The game had overtones of odd logic by the sixth inning, when Sale intentionally walked Jeff Francoeur ... for the second time on the night. Lump it in with a four-pitch "unintentional" walk, and Francoeur had seen 12 pitches, and zero strikes, giving him the first three-walk game of his career.
Those intentional walks didn't burn the Sox. Ventura called for a third intentional walk in the seventh inning -- one to Billy Butler in the seventh inning, which loaded the bases with two outs for Salvador Perez. But even though Perez doubled to give the Royals a 4-2 lead, the intentional walk wasn't the bad decision there.
I just couldn't understand why Ventura left Sale in. The situation basically demanded a change:
- Sale had thrown more than 110 pitches.
- Jesse Crain was warm.
- The Royals had eight hits against Sale over 6 2/3 innings.
- The Royals have the four highest single-game hit totals allowed by Sale this year.
- Perez had seen Sale's stuff well, doubling off him in the previous at-bat.
- Perez sees all lefties well, with a .411 average against them in his young career.
- Crain's allowed a .088 average to right-handers this year.
But really, it's the first two. Sale's 117th pitch was a 1-2 changeup that was below the knees, but split the plate. Perez saw it, got down, and drove it off the left-field wall for the game-deciding two-run double.
After that killer inning, Ventura pulled another strange move in the top of the eighth. The Sox were off to a nice start against Kelvin Herrera, with Dayan Viciedo singling up the middle, and Gordon Beckham dropping a single into short center.
Ventura then pinch-hit Alejandro De Aza for Dewayne Wise, which seemed like a strange move -- especially when Wise showed bunt on the first pitch, and nearly bunted one off the plate into a triple play. Wise didn't run, Salvador Perez came up firing to third. It would have been easy, but Dan Iassogna called the ball foul. Either call could have been defensible.
The Royals had to settle for one out instead. Wise pulled the bat back on strike two to put himself in a hole, and he struck out swinging.
The pinch-hitting call turned out to be defensible, because De Aza's back stiffened up after an unsuccessful steal attempt earlier. But the idea to bunt after two singles -- and Wise's inability to execute the call -- killed the Sox's rally. Herrera went on to strike out Kevin Youkilis and Adam Dunn to end the inning, and Greg Holland stranded runners on the corners in the ninth to earn the save.
Aside from Ventura's strange decisions, it had been a routine Sale-Mendoza matchup. The Royals hit a couple solo homers off Sale, but couldn't do anything with their other hits. The Sox took a lot of tentative swings against Mendoza, getting behind in the count by taking inside strikes, and leaving themselves vulnerable to a good curve later in the count.

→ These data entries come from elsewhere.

PR #485, opened 2022-10-13
Fix review dismissals bug

### LINKED ISSUE #480: bug: review approval dismissals are misleading when predicates are not satisfied
For example, the use case we saw had the status predicate:
```
if:
  has_successful_status:
    - some_status_check
```

Policy bot said that a review is dismissed because it didn't have a valid pattern. I think we should probably just allow review dismissals for results with a skipped evaluation assuming that evaluation will be triggered again when and if the predicate is ever satisfied.

In other words, if the status is skipped, then evaluation can't happen so there's no chance of accidentally allowing an approval that should have been dismissed, until a final evaluation happens.

I'm not sure it's the best approach or exactly the best way to implement, but it's what I got. What do you think?

/cc @bluekeyes

devinburnette:
Closes https://github.com/palantir/policy-bot/issues/480

In https://github.com/palantir/policy-bot/pull/463 we introduced a feature to dismiss stale reviews, while iterating on it some additional logic slipped in to also dismiss reviews that didn't match review patterns if people were using the `github_review_comment_patterns` field in their policies. This worked well until a predicate was included in a policy causing certain reviews to be skipped from evaluation and therefore not added to the list of approved candidates. This manifested in buggy/broken behavior with a misleading dismissal reason until the predicate was satisfied.

After deliberating in the issue above, I think we agreed that the dismissal of non-matching patterns is just a little too heavy handed and doesn't really fit well with dismissing "stale" reviews. In other words, if we aren't also dismissing all other reviews that can never satisfy a rule under any condition than the feature seems broken. So this PR removes dismissal of non-matching patterns, but keeps dismissal for both edited and invalidated reviews, classifying those as "stale" if people have the `ignore_edited_comments` or `invalidate_on_push` fields set to true in their policies. In addition, this PR also highlights which patterns will satisfy which rules on the details page in hopes to clear up confusion for folks using approval comments.

Screen Shot 2022-10-13 at 6 21 30 PM

### DIFF
--- a/policy/approval/approve.go
+++ b/policy/approval/approve.go
@@ -33,7 +33,7 @@ type Rule struct {
 	Description string               `yaml:"description"`
 	Predicates  predicate.Predicates `yaml:"if"`
 	Options     Options              `yaml:"options"`
-	Requires    Requires             `yaml:"requires"`
+	Requires    common.Requires      `yaml:"requires"`
 }
 
 type Options struct {
@@ -76,12 +76,6 @@ func (opts *Options) GetMethods() *common.Methods {
 	return methods
 }
 
-type Requires struct {
-	Count int `yaml:"count"`
-
-	common.Actors `yaml:",inline"`
-}
-
 func (r *Rule) Trigger() common.Trigger {
 	t := common.TriggerCommit
 
@@ -111,7 +105,7 @@ func (r *Rule) Evaluate(ctx context.Context, prctx pull.Context) (res common.Res
 	res.Name = r.Name
 	res.Description = r.Description
 	res.Status = common.StatusSkipped
-	res.Requires = common.Requires{Count: r.Requires.Count, Actors: r.Requires.Actors}
+	res.Requires = r.Requires
 	res.Methods = r.Options.GetMethods()
 
 	var predicateResults []*common.PredicateResult
@@ -174,10 +168,10 @@ func (r *Rule) getReviewRequestRule() *common.ReviewRequestRule {
 	}
 
 	return &common.ReviewRequestRule{
-		Users:         r.Requires.Users,
-		Teams:         r.Requires.Teams,
-		Organizations: r.Requires.Organizations,
-		Permissions:   r.Requires.GetPermissions(),
+		Users:         r.Requires.Actors.Users,
+		Teams:         r.Requires.Actors.Teams,
+		Organizations: r.Requires.Actors.Organizations,
+		Permissions:   r.Requires.Actors.GetPermissions(),
 		RequiredCount: r.Requires.Count,
 		Mode:          mode,
 	}
@@ -228,7 +222,7 @@ func (r *Rule) IsApproved(ctx context.Context, prctx pull.Context, candidates []
 			continue
 		}
 
-		isApprover, err := r.Requires.IsActor(ctx, prctx, c.User)
+		isApprover, err := r.Requires.Actors.IsActor(ctx, prctx, c.User)
 		if err != nil {
 			return false, "", errors.Wrap(err, "failed to check candidate status")
 		}
--- a/policy/approval/approve.go
+++ b/policy/approval/approve.go
@@ -111,7 +111,8 @@ func (r *Rule) Evaluate(ctx context.Context, prctx pull.Context) (res common.Res
 	res.Name = r.Name
 	res.Description = r.Description
 	res.Status = common.StatusSkipped
-	res.Requires = r.Requires.Actors
+	res.Requires = common.Requires{Count: r.Requires.Count, Actors: r.Requires.Actors}
+	res.Methods = r.Options.GetMethods()
 
 	var predicateResults []*common.PredicateResult
 
--- a/policy/common/methods.go
+++ b/policy/common/methods.go
@@ -179,3 +179,7 @@ func (m *Methods) BodyMatches(prBody string) bool {
 	}
 	return false
 }
+
+func (m *Methods) IsEmpty() bool {
+	return m == nil || (len(m.Comments) == 0 && len(m.CommentPatterns) == 0 && len(m.GithubReviewCommentPatterns) == 0 && len(m.BodyPatterns) == 0)
+}
--- a/policy/common/methods.go
+++ b/policy/common/methods.go
@@ -179,7 +179,3 @@ func (m *Methods) BodyMatches(prBody string) bool {
 	}
 	return false
 }
-
-func (m *Methods) IsEmpty() bool {
-	return m == nil || (len(m.Comments) == 0 && len(m.CommentPatterns) == 0 && len(m.GithubReviewCommentPatterns) == 0 && len(m.BodyPatterns) == 0)
-}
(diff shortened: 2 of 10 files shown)


policy/approval/approve.go
```diff
@@ -111,7 +111,8 @@ func (r *Rule) Evaluate(ctx context.Context, prctx pull.Context) (res common.Res
 	res.Name = r.Name
 	res.Description = r.Description
 	res.Status = common.StatusSkipped
-	res.Requires = r.Requires.Actors
+	res.Requires = common.Requires{Count: r.Requires.Count, Actors: r.Requires.Actors}
```
devinburnette: this felt a little funny, but i kept getting cyclical dependency issues when just trying to use the existing `approval.Requires`

server/handler/frontend.go
```diff
@@ -60,14 +60,20 @@ func LoadTemplates(c *FilesConfig, basePath string, githubURL string) (templatet
...
 		},
-		"hasRequires": func(requires common.Actors) bool {
-			return len(requires.Users) > 0 || len(requires.Teams) > 0 || len(requires.Organizations) > 0
+		"hasActors": func(requires *common.Requires) bool {
+			return len(requires.Actors.Users) > 0 || len(requires.Actors.Teams) > 0 || len(requires.Actors.Organizations) > 0
 		},
-		"getRequires": func(results *common.Result) map[string][]Membership {
-			return getRequires(results, strings.TrimSuffix(githubURL, "/"))
+		"hasPatterns": func(results *common.Result) bool {
+			return !results.Methods.IsEmpty()
```
devinburnette: there's one thing I think I'm missing here and that's what if a github review approval (without comments) would satisfy the policy just fine? I think i can make it only show the Patterns if `github_review: true` and `github_review_comment_patterns` is not set.

devinburnette: but then it's like the logic is slipping into the frontend a little bit.

policy/common/methods.go
```diff
@@ -179,3 +179,7 @@ func (m *Methods) BodyMatches(prBody string) bool {
 	}
 	return false
 }
+
+func (m *Methods) IsEmpty() bool {
+	return m == nil || (len(m.Comments) == 0 && len(m.CommentPatterns) == 0 && len(m.GithubReviewCommentPatterns) == 0 && len(m.BodyPatterns) == 0)
```
devinburnette: oh i can just put it here, and maybe call this something different.

policy/approval/approve.go
bluekeyes: Moving types to `common` is normal as they end up used in `common.Result`, so I think this is fine.

policy/common/result.go
```diff
@@ -59,14 +59,20 @@ type ReviewRequestRule struct {
 	Mode RequestMode
 }
 
+type Requires struct {
```
bluekeyes, line 62: Instead of duplicating `Requires` in this package, I think it might be better to move `approval.Requires` to this package and then fix the references in the `approval` packages. That should reduce confusion between the two types in the future since they're otherwise the same.

policy/common/methods.go
bluekeyes: I think this also needs to check that `m.GithubReview` is non-nil to account for all fields.

server/handler/frontend.go
```diff
@@ -60,14 +60,20 @@ func LoadTemplates(c *FilesConfig, basePath string, githubURL string) (templatet
 
 			return r
 		},
-		"hasRequires": func(requires common.Actors) bool {
-			return len(requires.Users) > 0 || len(requires.Teams) > 0 || len(requires.Organizations) > 0
+		"hasActors": func(requires *common.Requires) bool {
```
bluekeyes, line 63: Thanks for renaming some of these existing functions, on review the old naming scheme was kind of confusing.

server/handler/frontend.go
bluekeyes: What if instead of thinking of this as patterns-only, we show all methods? I think that removes the need for `hasPatterns` (every rule will have methods) and then we can change `getPatterns` to `getMethods` and update the template accordingly (see later comments)

server/templates/details.html.tmpl
```diff
@@ -65,14 +65,19 @@
...
           <div class="pt-2">
-          {{template "result-requires-details" .}}
+          {{template "result-actors-details" .}}
           </div>
         {{end}}
-        {{if (hasRequiresPermissions .Requires)}}
+        {{if (hasPatterns .)}}
           <div class="pt-2">
-          {{template "result-requires-permissions-details" .}}
+          {{template "result-patterns-details" .}}
```
bluekeyes: I think it would make sense to reorder these templates so it reads something like:

> This rule needs N approvals from people in these groups or people with these permissions. Approvals can use these patterns.

As currently structured, it kind of implies that the sections are independent so that the pattern section doesn't also require the approvers have certain team membership/permissions.

server/templates/details.html.tmpl
```diff
@@ -142,10 +147,22 @@
   </ul>
 {{end}}
 
-{{define "result-requires-details"}}
-  <b class="font-bold text-sm">This rule requires review from</b>
+{{define "result-patterns-details"}}
+  <b class="font-bold text-sm">This rule requires {{.Requires.Count}} review(s) using any of these patterns</b>
```
bluekeyes: Good call adding the count to all of these - I'm not sure why we didn't add it earlier. I think it would be better to only show the count once before all the other approval details. With the count repeated, people could interpret it as if they need N reviews for each section instead of N reviews total for the rule.

bluekeyes (commented):
Thanks for fixing this and expanding the details view! I had some suggestions on the UI part, but the rest of the change looks good.

server/handler/frontend.go
devinburnette: sgtm

policy/common/methods.go
devinburnette: yea i realized that, but with the new approach, i think we don't need it anymore.

server/templates/details.html.tmpl
devinburnette: yea that's fair, i was trying to play with the wording so that wouldn't be the case, but I think this is a better idea.

server/handler/frontend.go
```diff
@@ -91,24 +94,47 @@ func Static(prefix string, c *FilesConfig) http.Handler {
...
+		patternInfo["Body Patterns"] = append(patternInfo["Body Patterns"], bodyPattern.String())
+	}
+	if *result.Methods.GithubReview {
+		if len(result.Methods.GithubReviewCommentPatterns) > 0 {
+			for _, githubReviewCommentPattern := range result.Methods.GithubReviewCommentPatterns {
+				patternInfo["Github Review Comment Patterns + Github Review Approval"] = append(patternInfo["Github Review Comment Patterns + Github Review Approval"], githubReviewCommentPattern.String())
+			}
+		} else {
+			patternInfo["Github Review State"] = append(patternInfo["Github Review State"], string(result.Methods.GithubReviewState))
+		}
```
devinburnette, line 115: this is the only part where i feel like the logic slipped into the view a little, but i thought the result would be more helpful for humans to read.

bluekeyes (approved):
Thanks for addressing the comments and sorry about the delayed review, this looks good to merge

The good news is that Paul Konerko put the Sox on the board with a solo homer in his first game back from his stay on the 7-day concussion DL. It also didn't suck to see Gordon Beckham come through with a two-hit game after a two-day stay on the bench. He had two opposite-field singles, and the first one tied the game by driving in Alexei Ramirez with two outs in the fifth inning.
Mendoza had the heart of the White Sox order. Konerko's solo homer was the only hit out of the 2-3-4-5 combination. Youkilis, Dunn, Konerko and Alex Rios went 1-for-15 with a walk.
Bullet points:
- Butler has homered off Sale three times. Nobody else has done it more than once.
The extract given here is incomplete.